The SIGSEGV word indicates that this is the thread that crashed. Here the crashing thread ID is 2463. pmaps and pldd outputs were used rarely and can be used to check memory issues.
We will analyze these in another article.

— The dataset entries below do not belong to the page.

PR #7408, opened 2024-08-09
Support addEvent Otel API

mtoffl01:
# What Does This Do
Adds support for span events via `Span.addEvent` and `Span.recordException`.

# Motivation
https://datadoghq.atlassian.net/browse/APMAPI-199

# Additional Notes
Passing all system tests enabled here: https://github.com/DataDog/system-tests/pull/3027

# Contributor Checklist

Jira ticket: [PROJ-IDENT]


dd-java-agent/agent-otel/otel-shim/src/main/java/datadog/opentelemetry/shim/trace/OtelSpanEvent.java
```diff
@@ -0,0 +1,54 @@
...
+  public static String toTag(List<OtelSpanEvent> events) {
+    StringBuilder builder = new StringBuilder("[");
+    for (int i = 0; i < events.size(); i++) {
+      if (i > 0) {
+        builder.append(",");
+      }
+      builder.append(events.get(i).toString());
+    }
+    return builder.append("]").toString();
+  }
```
PerfectSlayer, line 53: I haven't check at the RFC yet but this looks like JSON.
Rather than try to avoid any conversion issue, like escaping double quote from attribute name, what about reusing the JsonBuffer that @dougqh is building in bootstrap?

https://github.com/DataDog/dd-trace-java/pull/7287/files#diff-519b444cb8473a52b363e23131006a599b0fc5c0d9968d0934ef9b59a785872d

dd-java-agent/agent-otel/otel-shim/build.gradle
```diff
@@ -6,6 +6,8 @@ minimumBranchCoverage = 0.0
 dependencies {
   // minimum OpenTelemetry API version this shim is compatible with
   compileOnly group: 'io.opentelemetry', name: 'opentelemetry-api', version: '1.4.0'
+  implementation 'org.jetbrains:annotations:24.0.0'
+  implementation 'com.squareup.moshi:moshi:1.15.0'
```
mtoffl01, line 10: is there any reason to avoid tacking on dependencies in the otel-shim?

dd-java-agent/agent-otel/otel-shim/src/main/java/datadog/opentelemetry/shim/trace/SpanEvent.java
```diff
@@ -0,0 +1,95 @@
+package datadog.opentelemetry.shim.trace;
+
+import com.squareup.moshi.FromJson;
+import com.squareup.moshi.JsonAdapter;
+import com.squareup.moshi.Moshi;
+import com.squareup.moshi.ToJson;
+import io.opentelemetry.api.common.Attributes;
+import java.util.List;
+import java.util.concurrent.TimeUnit;
+import org.jetbrains.annotations.NotNull;
```
mcculls, line 10: We use `edu.umd.cs.findbugs.annotations.NonNull` elsewhere in the codebase

dd-java-agent/agent-otel/otel-shim/build.gradle
mcculls: This shim ends up on the boot class-path, so we cannot have any direct dependencies to third-party libraries because they will end up exposed to the user's application - and could break that application if it expects a different version of those libraries.

Use `edu.umd.cs.findbugs.annotations.NonNull` instead in the code, which will avoid the need to import `org.jetbrains:annotations` - the JSR305 dependency for the `@NonNull` annotation is already added as a `compileOnly` dependency (via spotbugs) which means it will be used for compilation but won't end up in the final jar. This is ok because the `@NonNull` annotation is only used for compile-time checks in the IDE.

Unfortunately moshi cannot be used in the shim.

You could use a kind of "holder" pattern in `internal-api` where the implementation is registered during startup, which would let you use moshi from the boot class-path without exposing it. Or you could implement a simple JSON writer method that's specific to span events - TBH the span event structure is very simple, so writing event data out as JSON would be very straightforward and avoid the extra dependency.

dd-java-agent/agent-otel/otel-shim/src/main/java/datadog/opentelemetry/shim/trace/SpanEvent.java
```diff
@@ -0,0 +1,95 @@
...
+  private static long timeNano(long timestamp, TimeUnit unit) {
+    return TimeUnit.NANOSECONDS.convert(timestamp, unit);
+  }
+
+  @NotNull
+  public static String toTag(List<SpanEvent> events) {
+    StringBuilder builder = new StringBuilder("[");
+    int index = 0;
+    while (index < events.size()) {
+      String linkAsJson = getEncoder().toJson(events.get(index));
```
mcculls, line 41: As mentioned above we can avoid the `moshi` dependency if we wrote out own method(s) to write span event data as JSON. The structure is simple, so this shouldn't involve much code. Also we only need to handle writing JSON, not parsing it.

dd-java-agent/agent-otel/otel-shim/src/main/java/datadog/opentelemetry/shim/trace/SpanEvent.java
mcculls: `org.jetbrains.annotations.NotNull` is used in 2 files and requires the addition of a dependency:
```
compileOnly('org.jetbrains:annotations:24.0.0')
``` 

`edu.umd.cs.findbugs.annotations.NonNull` is used in 11 files and doesn't require any dependency changes

Alternatively don't use either annotation, because we already assume things are non-`null` by default - instead we use `@javax.annotation.Nullable` to mark parameters and return values that may be `null`

dd-java-agent/agent-otel/otel-shim/src/main/java/datadog/opentelemetry/shim/trace/SpanEvent.java
PerfectSlayer: One question I have is what the RFC states about encoding when reaching tag max length?
Should the tracer take care of it? Should we limit event count or drop attributes?
Because if the tag value is cropped, I don’t know what will happen on the backend side with invalid JSON object 🤷

dd-java-agent/agent-otel/otel-shim/src/main/java/datadog/opentelemetry/shim/trace/OtelSpanEvent.java
PerfectSlayer: Yeah, that’s what I though and why I propose Doug’s code in the first place.
We can find a proper place and add some tests to promote it as a resuable piece of code 👍

mtoffl01: @PerfectSlayer , Stuart and I discussed just using the manual parsing method I had initially, and to migrate the code to use Doug's parser once that's been merged (so as not to block this PR)

dd-java-agent/agent-otel/otel-shim/src/main/java/datadog/opentelemetry/shim/trace/SpanEvent.java
mtoffl01: The RFC does not specify any limits, however:

1. Span Links enforces a character limit with `TAG_MAX_LENGTH`
2. [Otel Span Events API](https://opentelemetry.io/docs/specs/otel/trace/api/#add-events) does not specify any limits on span event count
3. However, Otel does enforce a [default limit of 128 span events per span and a maximum of 128 attributes per span event](Span Events, they include a default of 128 maximum span events per span and a maximum of 128 attributes per span event) within the SDK

dd-java-agent/agent-otel/otel-shim/src/main/java/datadog/opentelemetry/shim/trace/OtelConventions.java
```diff
@@ -269,4 +281,43 @@ public static AgentSpan.Attributes convertAttributes(Attributes attributes) {
...
+   * @param additionalAttributes Attributes provided by the user
+   * @return Attributes collection that combines defaultAttributes and additionalAttributes
+   */
+  public static Attributes processExceptionAttributes(
+      Throwable exception, Attributes additionalAttributes) {
+    // "exception.escaped" should be true if exception will "escape" the scope of the span. I'm not
+    // sure how to check that from within here. And it doesn't even look like Otel dynamically sets
+    // this field:
+    // https://github.com/open-telemetry/opentelemetry-java/blob/v1.41.0/sdk/trace/src/main/java/io/opentelemetry/sdk/trace/internal/data/ImmutableExceptionEventData.java#L22
+    boolean escaped = false;
```
mtoffl01, line 302: Need assistance with this one.

dd-java-agent/agent-otel/otel-shim/src/main/java/datadog/opentelemetry/shim/trace/SpanEvent.java
```diff
@@ -0,0 +1,60 @@
...
+      builder
+          .append(",\"attributes\":")
+          .append(SpanAttributes.JSONParser.toJson(this.attributes.asMap()));
+    }
+    return builder.append("}").toString();
+  }
+
+  @NonNull
+  public static String toTag(List<SpanEvent> events) {
+    // TODO: Do we want to enforce a maximum tag size, like TAG_MAX_LENGTH in DDSpanLink?
```
mtoffl01, line 50: Worth discussing this.

dd-java-agent/instrumentation/opentelemetry/opentelemetry-1.4/src/test/groovy/OpenTelemetry14Test.groovy
```diff
@@ -175,29 +185,101 @@ class OpenTelemetry14Test extends AgentTestRunner {
...
+  //
+  //      then:
+  //      long endBlock = System.nanoTime();
+  //
+  //      // I'd like to grab the span's `time_unix_nano` field under `events` tag is not null, and is more than beforeBlock and less than afterBlock
+  //      // But I don't know how to access this without asserting the span tags look a specific way using assertTraces.
+  //
+  //      where:
+  //      long startBlock = System.nanoTime();
+  //    }
```
mtoffl01, line 281: Need assistance with this.
Either we need a way to control the time such that SpanEvent.timeNano() always returns a static value that we define here (therefore we know what to compare time_unix_nano to), or I need a way to access time_unix_nano as a key-value pair (not currently possible as it's just nested inside the larger events string)

mtoffl01:
The last commit for this branch produced this response (below) that references code I did not touch (at least not knowingly). Should I address this?
`Compilation failed for [SourceFile[/Users/mikayla.toffler/datadogrepos/dd-trace-java/dd-java-agent/instrumentation/opentelemetry/opentelemetry-1.4/src/test/groovy/opentelemetry14/context/propagation/W3cPropagatorTracestateTest.groovy]]; org.codehaus.groovy.control.MultipleCompilationErrorsException: startup failed:
None: 32: illegal colon after argument expression;
   solution: a complex label expression before a colon must be parenthesized @ line 32, column 24.
         .toArray(String[]::new)
                          ^

1 error
.
Compilation failed for [SourceFile[/Users/mikayla.toffler/datadogrepos/dd-trace-java/dd-java-agent/instrumentation/opentelemetry/opentelemetry-1.4/src/test/groovy/OpenTelemetry14Test.groovy]]; org.codehaus.groovy.control.MultipleCompilationErrorsException: startup failed:
None: 115: expecting '{', found '(' @ line 115, column 9.
       try (def scope = context.makeCurrent()) {
           ^

1 error
.
Compilation failed for [SourceFile[/Users/mikayla.toffler/datadogrepos/dd-trace-java/dd-java-agent/instrumentation/opentelemetry/opentelemetry-1.4/src/test/groovy/OpenTelemetry14ConventionsTest.groovy]]; org.codehaus.groovy.control.MultipleCompilationErrorsException: startup failed:
None: 104: unexpected token: String @ line 104, column 19.
       def keyFor = (String key) -> useAttributeKey ? stringKey(key) : key
                     ^

1 error
.

Deprecated Gradle features were used in this build, making it incompatible with Gradle 9.0.`

dd-java-agent/instrumentation/opentelemetry/opentelemetry-1.4/src/test/groovy/OpenTelemetry14Test.groovy
PerfectSlayer: First, I am not sure you can rely on `nanoTime` for Event time.
Have a look at `TimeSource` from DD Span context: `context.getTraceCollector().getTimeSource().getCurrentTimeMicros()`

What's wrong with testing the span tags to check if the event time is within the two timestamps? (before and after adding the event)

mtoffl01: @PerfectSlayer , so should I make Span Events use TimeSource instead (and then the test would make this change as well)?
Also, the issue is just that I don't know how to grab the `time_unix_nano` field from within the tags (in order to compare it) as a key-value pair -- As far as I can tell, I can only get the whole String value for "events" and don't know how to treat all that nested JSON as key-value pairs. Not sure if it's worth it for me to add a parsing method to do so?

dd-java-agent/instrumentation/opentelemetry/opentelemetry-1.4/src/test/groovy/OpenTelemetry14Test.groovy
```diff
@@ -175,29 +180,103 @@ class OpenTelemetry14Test extends AgentTestRunner {
...
+    "evt2" | TIME_NANO   | TimeUnit.NANOSECONDS  | Attributes.builder().put("string-key", "string-value").put("long-key", 123456789L).put("double-key", 1234.5678D).put("boolean-key-true", true).put("boolean-key-false", false).build() | '{ string-key: "string-value", long-key: 123456789, double-key: 1234.5678, boolean-key-true: true, boolean-key-false: false }'
+    "evt3" | TIME_NANO   | TimeUnit.NANOSECONDS  | Attributes.builder().put("string-key-array", "string-value1", "string-value2", "string-value3").put("long-key-array", 123456L, 1234567L, 12345678L).put("double-key-array", 1234.5D, 1234.56D, 1234.567D).put("boolean-key-array", true, false, true).build() | '{ string-key-array: [ "string-value1", "string-value2", "string-value3" ], long-key-array: [ 123456, 1234567, 12345678 ], double-key-array: [ 1234.5, 1234.56, 1234.567], boolean-key-array: [true, false, true] }'
+    //    "evt4" | TIME_NANO   | TimeUnit.NANOSECONDS  | Attributes.builder().put("string-array", "1", "2").build() | '{ string-array: [ "1", "2"]}'
+    // evt4 is failing because for some reason string arrays whose values are numbers are treated like number (int) arrays.
```
mtoffl01, line 223: TODO: Don't yet know why this occurs.

dd-java-agent/agent-otel/otel-shim/src/main/java/datadog/opentelemetry/shim/trace/OtelConventions.java
```diff
@@ -269,4 +291,53 @@ public static AgentSpan.Attributes convertAttributes(Attributes attributes) {
...
+    }
+    return attrsBuilder.build();
+  }
+
+  private static Map<String, Object> getAttributesFromException(Throwable exception) {
+    // "exception.escaped" should be true if exception will "escape" the scope of the span. I'm not
+    // sure how to check that from within here. And it doesn't even look like Otel dynamically sets
+    // this field:
+    // https://github.com/open-telemetry/opentelemetry-java/blob/v1.41.0/sdk/trace/src/main/java/io/opentelemetry/sdk/trace/internal/data/ImmutableExceptionEventData.java#L22
+    boolean escaped = false;
```
mtoffl01, line 333: Need assistance here.

dd-java-agent/agent-otel/otel-shim/src/main/java/datadog/opentelemetry/shim/trace/OtelSpanEvent.java
dougqh: Right now, my JsonBuffer is only in the bootstrap, but we could make it available elsewhere, too.

I'm also open to modifying it to having a template mode, so we can prebuild most of the structure and reuse.
It also already has a mechanism to put multiple buffers together if that would be of use here.

internal-api/src/main/java/datadog/trace/bootstrap/instrumentation/api/SpanAttributes.java
```diff
@@ -53,11 +54,89 @@ public String toString() {
     return "SpanAttributes{" + this.attributes + '}';
   }
 
+  // JSONParser is a helper class for turning the Map<String,String> that holds the attributes into
+  // a JSON string
+  public static class JSONParser {
```
amarziali, line 59: can we use libraries that already manipulate efficiently some map to json instead having to maintain (and test) this code?

mtoffl01: @amarziali , is it ok to add third party dependencies here? See related discussion on the opentelemetry shim path: https://github.com/DataDog/dd-trace-java/pull/7408/#discussion_r1715111876

amarziali: ok I was thinking to the same (using moshi) since we bundle in other packages. Thanks for having shared that

dd-java-agent/agent-otel/otel-shim/src/main/java/datadog/opentelemetry/shim/trace/OtelConventions.java
mtoffl01: note: do not set exception.escaped by default

PerfectSlayer:
Following on the topic on tag max size, did you get clarification from the RFC owner about how event should be encoded to avoid hitting max length?

mtoffl01:
Note: Test coverage is failing for SpanAttributes.Builder and SpanAttributes.JSONParser, but I'm confused by the results. The Opentelemetry14Test tests for adding events do utilize the builder and JSONParser, and when I run a test with coverage, we can see green on `convertAttributes` functionality that calls on SpanAttributes.Builder functionality, but the relevant SpanAttributes.Builder blocks are labeled with red.

dd-java-agent/agent-otel/otel-shim/src/main/java/datadog/opentelemetry/shim/trace/SpanEvent.java
```diff
@@ -0,0 +1,73 @@
...
+import datadog.trace.api.time.SystemTimeSource;
+import datadog.trace.api.time.TimeSource;
+import datadog.trace.bootstrap.instrumentation.api.AgentSpan;
+import datadog.trace.bootstrap.instrumentation.api.SpanAttributes;
+import edu.umd.cs.findbugs.annotations.NonNull;
+import io.opentelemetry.api.common.Attributes;
+import java.util.List;
+import java.util.concurrent.TimeUnit;
+
+public class SpanEvent {
```
PerfectSlayer, line 12: Can you rename it OtelSpanEvent?

dd-java-agent/agent-otel/otel-shim/src/main/java/datadog/opentelemetry/shim/trace/OtelSpan.java
```diff
@@ -71,13 +75,23 @@ public <T> Span setAttribute(AttributeKey<T> key, T value) {
 
   @Override
   public Span addEvent(String name, Attributes attributes) {
-    // Not supported
+    if (this.recording) {
+      if (this.events == null || this.events.isEmpty()) {
```
PerfectSlayer, line 79: Only null check is needed here

dd-java-agent/agent-otel/otel-shim/src/main/java/datadog/opentelemetry/shim/trace/OtelSpan.java
```diff
@@ -71,13 +75,23 @@ public <T> Span setAttribute(AttributeKey<T> key, T value) {
...
+      this.events.add(new SpanEvent(name, attributes));
+    }
     return this;
   }
 
   @Override
   public Span addEvent(String name, Attributes attributes, long timestamp, TimeUnit unit) {
-    // Not supported
+    if (this.recording) {
+      if (this.events == null || this.events.isEmpty()) {
```
PerfectSlayer, line 90: Only null check is needed here

dd-java-agent/agent-otel/otel-shim/src/main/java/datadog/opentelemetry/shim/trace/OtelSpan.java
```diff
@@ -97,10 +111,23 @@ public Span setStatus(StatusCode statusCode, String description) {
...
+   * href="https://javadoc.io/doc/io.opentelemetry/opentelemetry-api-trace/latest/io/opentelemetry/api/trace/Span.html#recordException(java.lang.Throwable)">...</a>
+   *
+   * @param exception the Throwable to record
+   * @param additionalAttributes the additional attributes to record
+   */
   @Override
   public Span recordException(Throwable exception, Attributes additionalAttributes) {
     if (this.recording) {
-      // Store exception as span tags as span events are not supported yet
+      if (this.events == null || this.events.isEmpty()) {
```
PerfectSlayer, line 126: Only null check is needed here

dd-java-agent/agent-otel/otel-shim/src/main/java/datadog/opentelemetry/shim/trace/SpanEvent.java
```diff
@@ -0,0 +1,73 @@
...
+    if (!this.attributes.isEmpty()) {
+      builder
+          .append(",\"attributes\":")
+          .append(SpanAttributes.JSONParser.toJson(this.attributes.asMap()));
+    }
+    return builder.append("}").toString();
+  }
+
+  @NonNull
+  public static String toTag(List<SpanEvent> events) {
```
PerfectSlayer, line 62: This can have package scope as it is implementation details

dd-java-agent/agent-otel/otel-shim/src/main/java/datadog/opentelemetry/shim/trace/SpanEvent.java
```diff
@@ -0,0 +1,73 @@
...
+    } else {
+      return timeSource.getCurrentTimeNanos();
+    }
+  }
+
+  public static void setTimeSource(TimeSource newTimeSource) {
+    timeSource = newTimeSource;
+  }
+
+  public String toString() {
```
PerfectSlayer, line 49: Why `toString()` is using a JSON encoding instead of a default Java object representation?

dd-java-agent/agent-otel/otel-shim/src/main/java/datadog/opentelemetry/shim/trace/SpanEvent.java
```diff
@@ -0,0 +1,73 @@
...
+    return builder.append("}").toString();
+  }
+
+  @NonNull
+  public static String toTag(List<SpanEvent> events) {
+    // TODO: Do we want to enforce a maximum tag size, like TAG_MAX_LENGTH in DDSpanLink?
+    StringBuilder builder = new StringBuilder("[");
+    for (int i = 0; i < events.size(); i++) {
+      if (i > 0) {
+        builder.append(",");
```
PerfectSlayer, line 67: ',' instead of "," (char instead of string)

dd-java-agent/agent-otel/otel-shim/src/main/java/datadog/opentelemetry/shim/trace/SpanEvent.java
```diff
@@ -0,0 +1,73 @@
...
+      }
+      builder.append(events.get(i).toString());
+    }
+    return builder.append("]").toString();
```
PerfectSlayer, line 71: Same for ']'

dd-java-agent/agent-otel/otel-shim/src/main/java/datadog/opentelemetry/shim/trace/OtelConventions.java
```diff
@@ -269,4 +291,53 @@ public static AgentSpan.Attributes convertAttributes(Attributes attributes) {
...
+  /**
+   * generate default list of attribtues about a Throwable
+   *
+   * @param exception the Throwable about which to generate attribtues
+   * @return Map of attributes about the Throwable
+   */
+  private static Map<String, Object> getAttributesFromException(Throwable exception) {
+    return new HashMap<String, Object>() {
+      {
+        put("exception.message", exception.getMessage());
```
PerfectSlayer, line 337: Is is expected to use different attributes than the past tags? (`error.xxx`)
Are they coming from OTel semantic conventions?

dd-java-agent/agent-otel/otel-shim/src/main/java/datadog/opentelemetry/shim/trace/OtelConventions.java
```diff
@@ -269,4 +291,53 @@ public static AgentSpan.Attributes convertAttributes(Attributes attributes) {
...
+   * additionalAttributes provided by the user
+   *
+   * <p>If the same key exists in defaultAttributes and additionalAttributes, the latter always
+   * wins.
+   *
+   * @param exception The Throwable from which to build default attributes
+   * @param additionalAttributes Attributes provided by the user
+   * @return Attributes collection that combines defaultAttributes and additionalAttributes
+   */
+  public static Attributes processExceptionAttributes(
```
PerfectSlayer, line 306: This feel more complex (and sometime requires more resources) than needed. I would:
* Cache all 3 attributes key (if not reused from OTel SEMCONV)
* Check if additionalAttritubes already has all the 3 keys
* If it has, exit and don't alter additionalAttributes
* If it doesn't, get an attribute builder from the additionalAttributes, check every missing key and set computed value to it.

This would:
* Avoid creating a new Map, a new Class, a String array, the stack trace computation, an attribute builder if elements are already present
* Only compute needed values

The whole method should not be big, the implementation can go into the `recordException` method.

dd-java-agent/agent-otel/otel-shim/src/main/java/datadog/opentelemetry/shim/trace/OtelConventions.java
```diff
@@ -269,4 +291,53 @@ public static AgentSpan.Attributes convertAttributes(Attributes attributes) {
...
+   *
+   * @param exception the Throwable about which to generate attribtues
+   * @return Map of attributes about the Throwable
+   */
+  private static Map<String, Object> getAttributesFromException(Throwable exception) {
+    return new HashMap<String, Object>() {
+      {
+        put("exception.message", exception.getMessage());
+        put("exception.type", exception.getClass().getName());
+        put("exception.stacktrace", Arrays.toString(exception.getStackTrace()));
```
PerfectSlayer, line 339: Are you sure it is the expected encoding? 

Here is what is output:
```java
jshell> Arrays.toString(new Exception().getStackTrace());
$1 ==> "[do_it$(java:7), java.base/jdk.internal.reflect.NativeMethodAccessorImpl.invoke0(Native Method), java.base/jdk.internal.reflect.NativeMethodAccessorImpl.invoke(NativeMethodAccessorImpl.java:77), java.base/jdk.internal.reflect.DelegatingMethodAccessorImpl.invoke(DelegatingMethodAccessorImpl.java:43), java.base/java.lang.reflect.Method.invoke(Method.java:569), jdk.jshell/jdk.jshell.execution.DirectExecutionControl.invoke(DirectExecutionControl.java:209), jdk.jshell/jdk.jshell.execution.RemoteExecutionControl.invoke(RemoteExecutionControl.java:116), jdk.jshell/jdk.jshell.execution.DirectExecutionControl.invoke(DirectExecutionControl.java:119), jdk.jshell/j ... cution.ExecutionControlForwarder.commandLoop(ExecutionControlForwarder.java:262), jdk.jshell/jdk.jshell.execution.Util.forwardExecutionControl(Util.java:76), jdk.jshell/jdk.jshell.execution.Util.forwardExecutionControlAndIO(Util.java:137), jdk.jshell/jdk.jshell.execution.RemoteExecutionControl.main(RemoteExecutionControl.java:70)]"

```

Where I previously used:
```java
jshell> var writer = new StringWriter()
writer ==>

jshell> new Exception().printStackTrace(new PrintWriter(writer))

jshell> writer.toString()
$6 ==> "java.lang.Exception\n\tat do_it$(java:5)\n\tat java.base/jdk.internal.reflect.NativeMethodAccessorImpl.invoke0(Native Method)\n\tat java.base/jdk.internal.reflect.NativeMethodAccessorImpl.invoke(NativeMethodAccessorImpl.java:77)\n\tat java.base/jdk.internal.reflect.DelegatingMethodAccessorImpl.invoke(DelegatingMethodAccessorImpl.java:43)\n\tat java.base/java.lang.reflect.Method.invoke(Method.java:569)\n\tat jdk.jshell/jdk.jshell.execution.DirectExecutionControl.invoke(DirectExecutionControl.java:209)\n\tat jdk.jshell/jdk.jshell.execution.RemoteExecutionControl.invoke(RemoteExecutionControl.java:116)\n\tat jdk.jshell/jdk.jshell.execution.DirectExecutionC ... ControlForwarder.commandLoop(ExecutionControlForwarder.java:262)\n\tat jdk.jshell/jdk.jshell.execution.Util.forwardExecutionControl(Util.java:76)\n\tat jdk.jshell/jdk.jshell.execution.Util.forwardExecutionControlAndIO(Util.java:137)\n\tat jdk.jshell/jdk.jshell.execution.RemoteExecutionControl.main(RemoteExecutionControl.java:70)\n"
```
The related logic can be found in `datadog.trace.core.DDSpan.addThrowable(java.lang.Throwable, byte)`

PerfectSlayer (commented):
I mostly focused on the OTel part and left a bunch of comments (sorry for that 😓 ).

In addition, I don't think we should reuse the _span_ attributes for the _event_ attributes.
Encoding and handling are not the same, and the introduced `format` impact nearly every single behavior (all except than String handling).

As span events are not a thing outside OpenTelemetry, they should not impact the `Span.Attributes` class nor the core part. I would advocate for creating a `SpanEvent.Attribute` class to handle this specifically for OTel and revert any change to `internal-api` and `core`.

How do you feel about it?

dd-java-agent/agent-otel/otel-shim/src/main/java/datadog/opentelemetry/shim/trace/OtelConventions.java
mtoffl01: Correct. https://opentelemetry.io/docs/specs/semconv/exceptions/exceptions-spans/#attributes

dd-java-agent/agent-otel/otel-shim/src/main/java/datadog/opentelemetry/shim/trace/SpanEvent.java
mtoffl01: To ensure that the final String product contains nested quotes in the expected places. Like the keys need to have quotes around them, and only String values need to have quotes around them. E.g, `"{\"name\":\"Mikayla\",\"age\":27}"`.
Also, there is all the specific Attributes manipulation to do, so just using the native toString() method wasn't sufficient (in my experience testing it?).

dd-java-agent/agent-otel/otel-shim/src/main/java/datadog/opentelemetry/shim/trace/OtelConventions.java
mtoffl01: I'm not sure. WDYT? 🤔
Looks like the latter contains formatting characters and some more information. Do you think that's a better representation of a Java stacktrace?

dd-java-agent/agent-otel/otel-shim/src/main/java/datadog/opentelemetry/shim/trace/SpanEvent.java
PerfectSlayer: > To ensure that the final String product contains nested quotes in the expected places

It sounds like you are trying to enforce business logic related to the events serialisation into the human readable String representation of the object instance, used for debugging. There is no "expected" quotes for debug logging.

About your example, I would expect to have "{Makayla, 27yo}". That's way more readable for debugging and not tied to an existing format (so people won't try to rely and on it and parse it).

If you need a method to return the JSON-encoded instance, simply create a `toJson()` method and leave the `toString()` for debugging instead.

dd-java-agent/agent-otel/otel-shim/src/main/java/datadog/opentelemetry/shim/trace/OtelConventions.java
PerfectSlayer: I don't know 🤷  What's best is what the backend will be happy with.

I am just referring there are some other parts of the tracer that handle it differently, so we would have to make sure of the expected format here as your PR introduces a different one.

dd-java-agent/agent-otel/otel-shim/src/main/java/datadog/opentelemetry/shim/trace/OtelConventions.java
PerfectSlayer: How does the RFC evolved about this part? Can we send those tags and agent or backend will make the translation? Or should the client do it?

mtoffl01: Good point, I overlooked this. See RecordException section of [RFC](https://docs.google.com/document/d/1b8GLnbC4oPrHoksmUOhy66iEJto1FjnVivr_jsZlSNw/edit#heading=h.9dsyr07huek):
> attribute[“exception.message”] => meta[“error.msg”]
attribute[“exception.type”] => meta[“error.type”]
attribute[“exception.stacktrace”] => meta[“error.stack”]

I'll go back and add this.

PerfectSlayer: So related to the stacktrace encoding comment, it seems to me you would better use the one already in place to stay consistent with how the `error.stack` tag is populated.

PerfectSlayer (approved):
Current limitations are:
* TimeSource is not fetch from CoreTracer
* JSON encoding is manual and not Moshi based (as currently not opened to instrumentations)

There are several columns in the FDR/CSV file generated. This is a short explannation of the columns

Column

Description

FdrID

The id assigned to a particular FDR entry. Each entry has a different id value.

ThreadID

The Operating System thread id. Each entry is associated with a thread, some entries may have the same or different thread id depending on whether the process is multi-threaded or not, and whether more than one thread is in use at the time of a crash.

AreaSymbol

Categorization for a particular subsystem so all entries can be grouped together.

AreaDesc

Descriptive text of what product area each entry is associated with.

SubAreaSymbol

Similar to the area symbol, used to assign a unique categorization within a particular area for different functionality.

UserInt1, UserInt2

Integer values assigned by internal instrumentation that may store values like internal pointer references; this is normally only useful to Oracle Engineering.

UserStr1, UserStr2

These columns provide contextual information that is germane to understanding the significance of each entry and that may store object names, parameter values, row_ids or other messages that help indicate some context within the area and sub-area.